(Stored data)
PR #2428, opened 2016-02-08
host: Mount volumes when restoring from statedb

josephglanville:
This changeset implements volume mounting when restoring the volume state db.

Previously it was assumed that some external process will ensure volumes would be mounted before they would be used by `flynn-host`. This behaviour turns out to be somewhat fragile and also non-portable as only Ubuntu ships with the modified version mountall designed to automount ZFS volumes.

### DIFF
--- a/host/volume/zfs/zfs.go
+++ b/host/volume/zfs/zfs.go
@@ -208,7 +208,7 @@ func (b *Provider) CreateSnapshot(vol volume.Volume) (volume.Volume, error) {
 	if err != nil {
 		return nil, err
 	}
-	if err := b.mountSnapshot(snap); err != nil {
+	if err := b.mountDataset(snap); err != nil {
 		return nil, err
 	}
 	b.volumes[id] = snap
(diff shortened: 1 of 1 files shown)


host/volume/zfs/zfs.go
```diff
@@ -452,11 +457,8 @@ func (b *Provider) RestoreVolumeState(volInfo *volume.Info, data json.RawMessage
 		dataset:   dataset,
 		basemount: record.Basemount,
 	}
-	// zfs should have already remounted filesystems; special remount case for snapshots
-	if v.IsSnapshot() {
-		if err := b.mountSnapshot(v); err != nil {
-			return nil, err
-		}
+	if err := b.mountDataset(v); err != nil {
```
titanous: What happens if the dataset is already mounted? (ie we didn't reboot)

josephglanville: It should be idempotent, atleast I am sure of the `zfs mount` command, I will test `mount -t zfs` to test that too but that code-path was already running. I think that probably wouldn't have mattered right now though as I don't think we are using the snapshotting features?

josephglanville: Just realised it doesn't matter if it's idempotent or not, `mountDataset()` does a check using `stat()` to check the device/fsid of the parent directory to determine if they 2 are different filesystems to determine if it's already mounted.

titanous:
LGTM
...
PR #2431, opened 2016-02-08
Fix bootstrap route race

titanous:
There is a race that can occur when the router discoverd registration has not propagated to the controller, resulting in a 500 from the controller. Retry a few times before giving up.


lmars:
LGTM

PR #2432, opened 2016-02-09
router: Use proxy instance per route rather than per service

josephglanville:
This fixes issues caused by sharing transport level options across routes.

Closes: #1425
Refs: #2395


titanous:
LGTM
==
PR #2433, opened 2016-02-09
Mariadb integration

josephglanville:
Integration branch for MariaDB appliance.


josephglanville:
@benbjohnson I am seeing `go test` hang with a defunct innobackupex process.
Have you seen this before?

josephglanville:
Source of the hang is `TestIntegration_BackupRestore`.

▸ Task objective
Return every line holding the word "with" from the records.

▸ Task result
Previously it was assumed that some external process will ensure volumes would be mounted before they would be used by `flynn-host`. This behaviour turns out to be somewhat fragile and also non-portable as only Ubuntu ships with the modified version mountall designed to automount ZFS volumes.
@benbjohnson I am seeing `go test` hang with a defunct innobackupex process.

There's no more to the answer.